De manera que el aprendizaje de la convivencia no puede entenderse desde una mirada romántica y asumiendo que la construcción con otros y la construcción de cada uno a partir de los otros, es un proceso simple y lineal del yo intersubjetivo –el “nosotros primario” como lo llama Lonergan[1]–  al “nosotros libremente construido”, es decir, a la vivencia de comunidades o sociedades armónicas e incluyentes.

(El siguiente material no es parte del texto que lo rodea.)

PR #974, opened 2019-12-19
Faster empty spot designator

### LINKED ISSUE #943: Empty spot designator should be more efficient
For example take the first empty spot that you find

PetervDooren:
Fixes #943


robot_smach_states/src/robot_smach_states/util/designators/ed_designators.py
```diff
@@ -323,42 +323,36 @@ def _resolve(self):
         assert all(isinstance(v, FrameStamped) for v in vectors_of_interest)
 
         open_POIs = filter(self.is_poi_occupied, vectors_of_interest)
+        open_POIs.sort(key=self.distance_to_poi_area_heuristic)
 
-        return self.select_best_feasible_poi(open_POIs)
+        for poi in open_POIs:
+            if self.distance_to_poi_area(poi):
+                selection = self.create_selection_marker(poi)
```
LarsJanssenTUe: Is deze poi een "selected_pose" zoals de create_selection_marker def nodig heeft?

robot_smach_states/src/robot_smach_states/util/designators/ed_designators.py
```diff
@@ -323,42 +323,36 @@ def _resolve(self):
...
+        return None
 
     def is_poi_occupied(self, frame_stamped):
         entities_at_poi = self.robot.ed.get_entities(center_point=frame_stamped.extractVectorStamped(),
                                                      radius=self._spacing)
         return not any(entities_at_poi)
 
+    def distance_to_poi_area_heuristic(self, frame_stamped):
+        base_pose = self.robot.base.get_location()
+        bo = self.robot.arms.values()[0].base_offset
```
LarsJanssenTUe: I guess these querries will occur for each of the poi instances. Why not give these values as a parameter and thereby making the code even faster?

robot_smach_states/src/robot_smach_states/util/designators/ed_designators.py
```diff
@@ -323,42 +323,36 @@ def _resolve(self):
         assert all(isinstance(v, FrameStamped) for v in vectors_of_interest)
 
         open_POIs = filter(self.is_poi_occupied, vectors_of_interest)
+        open_POIs.sort(key=self.distance_to_poi_area_heuristic)
```
LarsJanssenTUe: There is no frame_stamped given to distance_to_poi_area_heuristic. Does this work? In case it does please specify how!

robot_smach_states/src/robot_smach_states/util/designators/ed_designators.py
PetervDooren: yes

PetervDooren:
The edge score is used to favor points in the middle of a long edge. To quote the comment "In case of a cabinet, e.g., this might prevent the robot from hitting the cabinet edges". I don't know if this is something that is still relevant. @jlunenburg added this 3 years ago.

While this new EmptySpotDesignator only takes the absolute length between the points. The EmptyspotDesignator is only used when placing. (It is too specific to be used for anything else) And in that case it is a fair assumption that we are already in front of the furniture on which to place something. Since a place is always preceded by an inspect.

PetervDooren:
As of #977 we no longer resolve the emptyspotdesignator three times every Place. I suggest we test on the real robot to determine whether the trade-off of speed vs optimality is worth it.

LarsJanssenTUe:
> The edge score is used to favor points in the middle of a long edge. To quote the comment "In case of a cabinet, e.g., this might prevent the robot from hitting the cabinet edges". I don't know if this is something that is still relevant. @jlunenburg added this 3 years ago.
> 
I think in itself is a good idea, but the question I ask myself is whether or not it is necessary. Again the question is performance vs speed, but by removing the fact that the emptyspotdesignator is resolved multiple times might already do a lot in terms of time. 

> While this new EmptySpotDesignator only takes the absolute length between the points. The EmptyspotDesignator is only used when placing. (It is too specific to be used for anything else) And in that case it is a fair assumption that we are already in front of the furniture on which to place something. Since a place is always preceded by an inspect.
>
I think we need to check whether the emptyspotdesignator is indeed not used elsewhere (this would be logical, but our code sometimes is not logical...). If this is the case you are quite right, under normal circumstances the distance from point to point would be fine. However if we have won enough in terms of speed I think I would prefer the length of the path for robustness reasons (right now I can't think of a way of how the point to point method would break, but that does not mean there is no such way!)

PetervDooren:
Just tested the old emptyspotdesignator. Just checking all the positions for the dinner table takes 2 seconds.

PetervDooren:
new version takes 0.7 seconds

robot_smach_states/src/robot_smach_states/util/designators/ed_designators.py
PetervDooren: I did this and it greatly improved speed

robot_smach_states/src/robot_smach_states/manipulation/place_designator.py
```diff
@@ -0,0 +1,247 @@
...
+        assert all(isinstance(v, FrameStamped) for v in vectors_of_interest)
+
+        open_POIs = filter(self.is_poi_occupied, vectors_of_interest)
+
+        base_pose = self.robot.base.get_location()
+        arm = self.arm_designator.resolve()
+        open_POIs_dist = [(poi, self.distance_to_poi_area_heuristic(poi, base_pose, arm)) for poi in open_POIs]
+
+        # We don't care about small differences
+        nav_threshold = 0.5 # Distance (0.5 m)
```
LarsJanssenTUe: Should we do something about this magic number? Maybe make it configurable with a default parameter?

robot_smach_states/src/robot_smach_states/manipulation/place_designator.py
```diff
@@ -0,0 +1,247 @@
...
+        open_POIs_dist = [f for f in open_POIs_dist if (f[1] - open_POIs_dist[0][1]) < nav_threshold]
```
LarsJanssenTUe:
```suggestion
        open_POIs_dist = open_POIs_dist.sort(key=lambda tup:tup[0])
        open_POIs_dist = [f for f in open_POIs_dist if (f[1] - open_POIs_dist[0][1]) < nav_threshold]
```

robot_smach_states/src/robot_smach_states/manipulation/place_designator.py
```diff
@@ -0,0 +1,247 @@
...
+
+        rospy.logerr("Could not find an empty spot")
+        return None
+
+    def is_poi_occupied(self, frame_stamped):
+        entities_at_poi = self.robot.ed.get_entities(center_point=frame_stamped.extractVectorStamped(),
+                                                     radius=self._spacing)
+        return not any(entities_at_poi)
+
+    def distance_to_poi_area_heuristic(self, frame_stamped, base_pose, arm):
```
LarsJanssenTUe: docstring

robot_smach_states/src/robot_smach_states/manipulation/place_designator.py
```diff
@@ -0,0 +1,247 @@
...
+        offset_pose_x = offset_pose[0]
+        offset_pose_y = offset_pose[1]
+
+        x = frame_stamped.frame.p.x()
+        y = frame_stamped.frame.p.y()
+
+        dist = math.hypot(offset_pose_x - x, offset_pose_y - y)
+        return dist
+
+    def distance_to_poi_area(self, frame_stamped, arm):
```
LarsJanssenTUe: docstring

LarsJanssenTUe:
@PetervDooren I forgot to test the added sort yesterday so this has to be done (preferably on the robot with timing) before this is merged... Sorry, my bad!

PetervDooren:
Tested on the robot. Time to resolve is around 0.7 seconds

LarsJanssenTUe:
> Tested on the robot. Time to resolve is around 0.7 seconds

Very nice! I like these kinds of upgrades in time!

            Porque si bien el otro puede ser un rostro que me interpela con su sufrimiento y me acoge con su solidaridad y empatía, un sujeto que me mira desde la relación humanizante Yo-Tú, también puede ser el que me excluye, me instrumentaliza y me mira como un Ello –un objeto que sirve para ciertos fines- o simplemente el que me rechaza por sentir mayor afinidad con otros, el que no me incluye en su nosotros más cercano por razones válidas o por prejuicios o incluso por discriminación.

Aprender a convivir resulta entonces un proceso dialéctico en el cual los niños van ensayando, acertando y errando en su búsqueda de relación con esos otros que pueden o no ser afines, que van siendo amigos o no, queriéndonos y eligiéndonos o no, dejándose elegir y querer o no. De este modo vemos que, sobre todo a partir de los primeros años de primaria donde los niños han empezado a salir de su etapa radicalmente egocéntrica, se van dando aproximaciones que se vuelven amistades por unos días o semanas y luego se cambian por otras que van respondiendo mejor a la necesidad de descubrirse que tiene cada uno, en sucesivos intentos que darán como resultado, más adelante, amistades más o menos perdurables.

El aprendizaje de la convivencia como objetivo de la escuela consiste entonces en facilitar los ambientes y los encuentros sucesivos entre los niños y niñas para que en un proceso lo más explícitamente sentido y pensado vayan viviendo experiencias de ensayo-error que los puedan capacitar para distinguir el tipo de otros que les son más significativos y que les aportan mayores elementos para su autoconstrucción.

Esta es una tarea que debe darse en colaboración estrecha entre maestros y padres de familia. Ambos deben ser facilitadores activos de aprendizaje de la convivencia a partir de una actitud de escucha empática y acompañamiento respetuoso que no intervenga violentando estos procesos de crecimiento cuando se producen desencuentros, conflictos o exclusiones naturales entre los niños y adolescentes.

La mejor actitud para educar en la convivencia es la de estar cerca, generar confianza, escuchar con atención, retroalimentar con preguntas o experiencias propias la experiencia del niño o niña, hacer conciente al alumno o hijo de lo que siente frente a determinados acontecimientos relacionados con su convivencia y respetar sus procesos, garantizando únicamente que no existan violencia, acoso o discriminación por causas raciales, económicas, físicas, culturales o religiosas.

Los cimientos del pilar “Aprender a convivir” no están en la “defensa” de los niños o niñas frente a sus pares, sino en el apoyo constante e inteligente para la construcción de un tejido afectivo capaz de comprender las diferentes personalidades y preferencias de los demás y para el desarrollo de una inteligencia emocional que los capacite para entender los encuentros con los otros pero también y sobre todo, los desencuentros que subyacen a toda relación humana.

Porque en el aprendizaje de la convivencia sobreproteger es desproteger.


[1] Lonergan, B. (1988). Método en Teología. Salamanca. Ed. sígueme. P. 61

*Doctor en Educación por la Universidad Autónoma de Tlaxcala y académico numerario en la Universidad Iberoamericana Puebla. Ha hecho dos estancias postdoctorales por invitación del Lonergan Institute de Boston College (1997-1998 y 2006-2007) y publicado diecisiete libros, cuarenta artículos y seis capítulos de libros. Actualmente es coordinador del doctorado interinstitucional en Educación en la UIA Puebla. Es miembro del Sistema Nacional de Investigadores (nivel 1), de la Red Nacional de Investigadores en Educación y Valores (REDUVAL), de la Asociación Latinoamericana de Filosofía de la Educación (ALFE) y de la International Network of Philosophers of Education (INPE). Trabaja en las líneas de Filosofía humanista y Educación, Ética profesional y Pensamiento complejo y Educación. Ha trabajado como formador de docentes en diversos programas y universidades desde 1993.